Using the listing below, give the number of lines in which the string "full" appears, and nothing else.
Start of Block
Issue #563, opened 2026-08-28
performance: bm25/rrf ranked read + a join materializes the joined column corpus-wide → Arrow 2 GB offset overflow at ~700k+ rows


FlorianSeemann:
## Summary

A ranked read (`bm25(...)` or `rrf(...)`) that also traverses/joins to another node type makes the planner materialize the **joined variable-width column for the whole corpus** before it prunes to the top-`limit`. Once that column exceeds Arrow's 2 GB per-column offset limit (i32 offsets on a `Utf8`/binary array), the query fails with an `Offset overflow`-class error. In practice this kicks in on a large text corpus (~700k+ rows) and forces dropping the join from otherwise-natural recall queries.

## Environment

- Engine 0.8.1 (downstream build; the relevant planner/scan paths are unmodified from upstream).
- Single-node `omnigraph-server`, S3-compatible storage.
- Corpus: a `Chunk` node type, ~1.05M rows, `text: String @index` (BM25) + `embedding: Vector(3072) @index` (ANN), with a `ChunkOfArtifact: Chunk -> Artifact` edge.

## Repro (shape)

```gq
// Fails at corpus scale — the rrf/bm25 leg + the join materialize Chunk.text corpus-wide:
query recall($q: String) {
    match {
        $c: Chunk
        $c chunkOfArtifact $a          // <-- the join is what tips it over
        search($c.text, $q)
    }
    return { $c.slug, $c.text, $a.slug, $a.name }
    order { rrf(bm25($c.text, $q), nearest($c.embedding, $q)) }
    limit 20
}
```

The same query **without** the `chunkOfArtifact` join (rank the chunks alone, recover the artifact from the chunk slug afterward) runs fine — because a `nearest()`-only path prunes to top-k first, but the bm25/rrf leg + join does not.

## Impact

We had to drop the `chunkOfArtifact` join from our keyword and hybrid recall queries entirely and reconstruct artifact identity from the chunk slug downstream. That's a real loss of expressiveness on the hot retrieval path — you can't rank-and-join in one query at corpus scale.

## Suggested direction

Push the rank + `limit` down so the join only materializes the top-k rows (rank first on the base table, then join the survivors), rather than materializing the joined column across the full corpus. If 0.9's filter/scan-pushdown work already changes this, it'd be great to confirm whether ranked-read-with-join is now bounded — we haven't yet re-tested on 0.9.

FlorianSeemann:
[...]

PR #546, opened 2026-08-23
rfc: add RFC 0040, the system column namespace

azimafroozeh:
## What & why

This PR adds RFC 0040, which frees the property names `id`, `src`, and `dst` for user schemas and moves OmniGraph's implicit stored columns into a reserved namespace. Motivated by #529: a ported schema whose natural key is named `id` collides with the implicit physical id column, failing with a misleading error when declared with `@key` and silently producing a duplicate physical column without it.

- Reserve the leading-underscore property namespace for the system; the per-name Lance reservations collapse into one prefix rule, and future system columns need no further reservations or versions.
- Newly created graphs spell the system columns `__id`/`__src`/`__dst`; every existing graph keeps its current spellings through per-graph resolution keyed on its schema IR version, so the design contains no migration.
- The query language gains meta-fields (`$p.@id`, `$e.@src`, `$e.@dst`) that work on every graph; `$p.id` keeps its exact current behavior on existing graphs (with a deprecation lint) and refers only to a user property on new ones.
- API payloads carry each graph's own column names; an explicit per-graph upgrade renames the columns and mechanically rewrites the graph's stored queries in one schema apply.

## Backing issue / RFC

- [x] This PR is the RFC (`docs/rfcs/0040-system-column-namespace.md`); motivated by #529. A companion bug-fix patch reserving the three names lands separately before the implementation: it is the fence that makes the RFC's coexistence guarantees provable.

## Checklist

- [x] Change is focused (adds one RFC document, no source changes)
- [x] Tests added/updated for behavior changes (none: docs-only, no behavior change)
- [x] Public docs updated if user-facing surface changed (the RFC is the added document; user docs change with the implementation)
- [x] Reviewed against docs/dev/invariants.md: no Hard Invariant weakened; the RFC's Invariants section names the one knowingly brushed deny-list item (on-disk format change) and carries its refusal and compatibility evidence plan

## Local verification

- no build or test commands: docs-only RFC addition, no source touched
- vocabulary guard not run: the diff touches only `docs/rfcs/`, outside the guarded surfaces

## Notes for reviewers

- No flag day: at the release boundary, existing graphs, queries, and clients see no behavior change beyond a deprecation lint; each graph adopts the new spellings at its own explicit upgrade.
- The new binary permanently accepts exactly two schema IR vintages; old binaries refuse new-vintage graphs through the existing strict version validation.
[...]

PR #584, opened 2026-08-31
docs(rfc): add RFC 0043, GQ logic tests

azimafroozeh:
## What & why

RFC 0043 makes query-behavior tests one self-contained text file per case (`.gqt`): a header (issue anchor, `red_on:` provenance), a `.pg` schema, JSONL seed rows, then steps (`--- query` / `--- mutate` / `--- restart`, loopable), each with params and an expected outcome (rows, affected counts, or an error substring). One test target, `crates/omnigraph/tests/gq_logic_tests.rs`, runs each case against a fresh temporary store through public engine surfaces only; no second toolchain. An enforcement ladder makes the medium stick: AGENTS.md contract sentences, a CI gate holding issue-closing fix PRs to a matching regression, and a `no-repro` waiver label.

Why now: review of the #563 fix surfaced a pure input-to-output defect (aggregates computed over the capped BM25 scan window) a twenty-row logic test case would have caught before review. The format adopts the sqllogictest lineage (SQLite, DuckDB, DataFusion) at its mature state and omits its documented mistakes (result hashing, type strings, bare any-error expectations).

## Backing issue / RFC

- [x] Is an RFC PR: `docs/rfcs/0043-gq-logic-tests.md`

## Checklist

- [x] Change is focused (one RFC plus its registry row)
- [x] Tests added/updated for behavior changes (N/A: proposal only)
- [x] Public docs updated if user-facing surface changed (the RFC and its registry row are the docs; no engine surface changes)
- [x] Reviewed against [docs/dev/invariants.md](../blob/main/docs/dev/invariants.md) — no Hard Invariant weakened, no deny-list item hit

## Local verification

- `python3 scripts/check-docs.py` — green (front matter, registry row, links)
- `cargo test --workspace` — not run: docs-only diff

## Notes for reviewers

- Number 0043: open PRs hold 0040 (#546) and 0042 (#552); next-available moves to 0044. If #552 merges first, `docs/rfcs/README.md` conflicts on the index table; keep both new rows in number order, 0044 stands.
- v1 takes the full corpus role (feature cases, mutate and restart steps, loops), argued in Alternatives. Run-twice traversal-mode verification is deferred past #544 (Compatibility); `proptest_equivalence.rs` keeps owning equivalence.
- Rollout after acceptance: two implementation PRs — harness plus first corpus, then the enforcement gate.

<h3>Greptile Summary</h3>

This documentation-only PR proposes RFC 0045, defining a self-contained `.gqt` format and an enforcement model for query-behavior regression tests.
- Specifies schema, seed, query, mutation, restart, loop, comparison, and bless semantics.
- Defines CI execution, fix-regression gating, waiver handling, and heavy-reproduction tiers.
- Registers RFC 0045 in the RFC index.

The PR appears safe to merge because no blocking failure remains.

No blocking failure remains.

| Filename | Overview |
|----------|----------|
| docs/rfcs/0045-gq-logic-tests.md | Adds the RFC describing the `.gqt` format, runner semantics, CI enforcement, compatibility boundaries, evidence plan, and rollout. |
| docs/rfcs/README.md | Adds the RFC 0045 registry entry with frontmatter-consistent metadata. |

</details>

```mermaid
flowchart LR
  Case[.gqt case] --> Parse[Fail-closed parser]
  Parse --> Init[Fresh temporary store]
  Init --> Seed[Load JSONL seed]
  Seed --> Index[Ensure required indexes]
  Index --> Steps[Run query / mutate / restart steps]
  Steps --> Compare[Normalize and compare outcomes]
  Compare --> Result[Report case result]
  PR[Issue-closing PR] --> Gate[Fix Regression Gate]
  Gate -->|matching regression| CI[GQ Logic Tests]
  Gate -->|no-repro label| Waiver[Maintainer waiver]
  CI --> Result
```
</details>

<sub>Reviews (5): Last reviewed commit: ["docs(rfc): address review: gate guarante..."](https://github.com/modernrelay/omnigraph/commit/a911c8c15d3b50d339810f45cb8d129b97a6c468) | [Re-trigger Greptile](https://app.greptile.com/api/retrigger?id=58652103)</sub>

### DIFF
--- a/docs/rfcs/0045-gq-logic-tests.md
+++ b/docs/rfcs/0045-gq-logic-tests.md
@@ -1,0 +1,700 @@
+---
+rfc: "0045"
+title: "GQ logic tests"
+track: maintainer
+status: draft
+implementation: not-started
+authors:
+  - azimafroozeh
+created: 2026-08-29
+updated: 2026-08-30
+discussion: null
+supersedes: []
+superseded_by: []
+blocked_on: []
+---
+
+# RFC 0045: GQ logic tests
+
+> A term set in ***bold italics*** is being defined at that exact spot; it is
+> used plain everywhere after.
+
+## Summary
+
+Query-behavior tests become small text files, and the logic test corpus
+is their default home: regressions for merged bug fixes, and feature
+cases (cases with no issue anchor) for new or existing behavior alike. A
+***logic test case*** is a single self-contained file (extension `.gqt`)
+holding a `.pg` schema, seed rows as JSONL, and one or more ***steps***:
+a read query or a mutation, each with its params and its expected outcome
+(rows, affected counts, or an error message); a case may also restart the
+store between steps and repeat a step group over a value list. One test
+target, `crates/omnigraph/tests/gq_logic_tests.rs`, walks
+`tests/gq_logic_tests/*.gqt` and runs each case against a fresh temporary
+store: init, load, index, then the steps in order.
+
+Around the harness sits an enforcement ladder: AGENTS.md contract
+sentences making logic tests the default medium and holding every issue
+fix to a regression, a CI check holding issue-closing fix PRs to a
+matching regression, and a `no-repro` waiver label for fixes that cannot
+carry one.
+
+The boundary that does not change: Rust tests keep owning mechanism
+assertions, scale symptoms, and cases needing process environment
+(examples in the AGENTS.md sentences below). No second toolchain enters
+the repo, and the harness calls only public engine surfaces.
+
+## Motivation
+
+Query-behavior tests today are hand-written Rust (the `_issue_NNN`
+convention, for example `mutate_expected_head_precondition_issue_365` in
+`tests/writes.rs`): every regression pays Rust-test cost, enforcement
+stays review-only, and nothing structural forces a fix PR to carry a
+regression. The concrete evidence is #563: review of its fix surfaced a
+further pure input-to-output defect, aggregate returns computed over the
+capped BM25 scan window, so `count($c)` reported the window size, not the
+match count. A logic test case (twenty seeded chunks, one aggregate
+query, expected `total: 20`) expresses it exactly and would have caught
+it before review.
+
+Cheap tests get written; this RFC adopts the precedent's mature
+state. The sqllogictest
+lineage (SQLite's format, extended by DuckDB and DataFusion) became the
+primary test medium: DuckDB routes essentially all query-behavior tests
+through data files ("We strongly prefer tests to be written using the
+sqllogictest framework") and reserves C++ tests for what the format
+cannot express. The lineage's load-bearing features (statements between
+queries, loops, restart records) are v1 features here; its documented
+mistakes (result hashing, type strings, bare any-error expectations) are
+omitted; its run-both-plans verification is deferred (Compatibility below).
+`docs/dev/testing.md` rule 2 already points the same way, and the corpus
+(small schemas, seeds, queries with known-correct answers) doubles as
+seed material for the DST generators.
+
+## User and operational behavior
+
+Authoring a regression for a fixed issue:
+
+1. Write `tests/gq_logic_tests/issue_NNN_short_name.gqt`.
+2. Run it on the unfixed build and watch it fail; record what failed in the
+   `# red_on:` header line, mandatory for issue-anchored cases (a logic
+   test nobody watched fail guards nothing).
+3. Fix the bug; the case goes green.
+
+Authoring a ***feature case*** (a case written for new or existing
+behavior with no failure to witness): write
+`<short_name>.gqt` with `# issue: none`; `red_on:` is omitted, or kept when
+the case did witness a red state during development.
+
+Running:
+
+```bash
+cargo test -p omnigraph-engine --test gq_logic_tests
+```
+
+The target prints one line per case (`ok issue_563_aggregate_uncapped` /
+`FAIL issue_563_underfill_retry`) and fails at the end with the list of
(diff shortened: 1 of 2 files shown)


docs/rfcs/0045-gq-logic-tests.md
```diff
@@ -0,0 +1,706 @@
...
+executable addition in the diff under `crates/*/tests/**`, checked
+independently per issue: an added `.gqt` case in the logic test corpus
+whose file name carries `issue_N`, an added `# issue: N` header line in a
+corpus case, or an added Rust line defining a function whose name carries
+`issue_N`, where `N` must be followed by a non-digit or by the end of the
+line or path (`issue_5630` never matches issue 563; `issue_563_underfill`
+does). A comment, string, or fixture line mentioning the issue never
+satisfies the gate. Each accepted shape executes: the corpus walker runs
+every case and refuses a malformed one, and the workspace clippy gate
+refuses a dead test function; whether the test asserts the right thing
```
aaltshuler: RFC-level concern: this paragraph promises that every accepted Rust regression executes, but the proposed required PR job only runs `gq_logic_tests`, and Clippy only compiles test targets. A function line can satisfy the diff check without being a registered or executed test. The `crates/*/tests/**` restriction also conflicts with `docs/dev/testing.md`, which assigns several packages' regressions to in-source tests. Please define the gate in terms of a registered and executed regression at the declared owner boundary, or narrow the guarantee accordingly; the implementation details can remain open.

docs/rfcs/0045-gq-logic-tests.md
```diff
@@ -0,0 +1,706 @@
...
+  the comparison is positional, which makes it multiset equality:
+  duplicate rows are legal and compare by multiplicity. GQ guarantees no
+  order without an `order` clause, and ordering assertions are a
+  documented flakiness source in comparable suites.
+- `expect ordered`: positional comparison, allowed only when the query has an
+  `order` clause; the harness checks the parsed declaration and refuses
+  `ordered` without one. With an explicit `order` the engine's output order is
+  a total, deterministic, shipped contract (`apply_ordering` appends the bound
+  entities' key columns as an ascending tie-break), so positional comparison
+  is stable.
```
aaltshuler: RFC-level semantic issue: `expect ordered` is allowed for any `order` clause because this claims `apply_ordering` supplies a total key tie-break. That is not true for ranked search: nearest and BM25 skip `apply_ordering`, and RRF sorts by score alone. Equal distances or scores therefore have no stable order. Please choose the contract here—either ranked queries gain a deterministic tie-break, or the format disallows ordered ranked expectations—without needing to specify the implementation.

docs/rfcs/0045-gq-logic-tests.md
```diff
@@ -0,0 +1,706 @@
...
+Ranking scores stay unprojected in logic tests (existing search-test
+practice): assert the resulting row order, never the score values.
+
+### Runner mechanics
+
+The walker is a single `#[tokio::test(flavor = "multi_thread")]` entry
+point (tokio is already every engine integration test's runtime) that
+lists `tests/gq_logic_tests/*.gqt` rooted at `CARGO_MANIFEST_DIR`
+(the `forbidden_apis.rs` walk precedent) and spawns each case as a task
+into a `tokio::task::JoinSet`. Case concurrency comes from that task set,
```
aaltshuler, line 539: RFC-level invariant issue: this chooses to spawn the entire corpus into one `JoinSet`. Because each case creates a store and may build indexes, concurrency grows with corpus size while libtest sees only one test. The RFC only needs to state that case execution is bounded; the actual worker count, limits, and timeout values can remain implementation details.

aaltshuler (commented):
Three RFC-level comments: the regression-gate guarantee, ranked ordering semantics, and bounded runner concurrency.

docs/rfcs/0045-gq-logic-tests.md
azimafroozeh: Agreed, with one correction: non-aggregate nearest/bm25 do get the .id tie-break (search_score_orderings feeds apply_ordering). The unstable ones are rrf() (execute_rrf_fusion sorts by fused score alone) and search-led orders with aggregates (execute_query_once skips both sort branches).

Went with the format side. ordered now requires a deterministic row set plus a total order on it; the harness refuses it on those two shapes. Distinct scores at the cutoff are the author's job, a tie there changes the set.

docs/rfcs/0045-gq-logic-tests.md
azimafroozeh: Agreed. The RFC now says only that the number of cases running at once is capped, independent of corpus size, and that each case has a time budget; the numbers are implementation details. Two ideas behind the budget: cases should be small and fast, well under a second, and that is what every PR runs; a case that genuinely needs to be slow goes to nightly instead. Each case reports its elapsed time so the slow ones are visible before they fail the budget.

docs/rfcs/0045-gq-logic-tests.md
azimafroozeh: Taking the narrow option. The gate stays a diff check, and the paragraph now says what that guarantees: a .gqt case is guaranteed to run, since every file in the corpus runs on every PR; a Rust test is only checked by name, and whether it runs and asserts the right thing stays with review. The idea is that .gqt is the default and the Rust path is the exception that needs a reason. The gate also accepts regressions wherever testing.md says the package keeps them, in-source included. A gate that proves execution by running the named tests is recorded in Alternatives as the upgrade if a named test ever turns out not to run; not taken now because the gate re-checks on every PR-body edit, and that should stay cheap.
End of Block
■ WRITTEN SOLUTION
2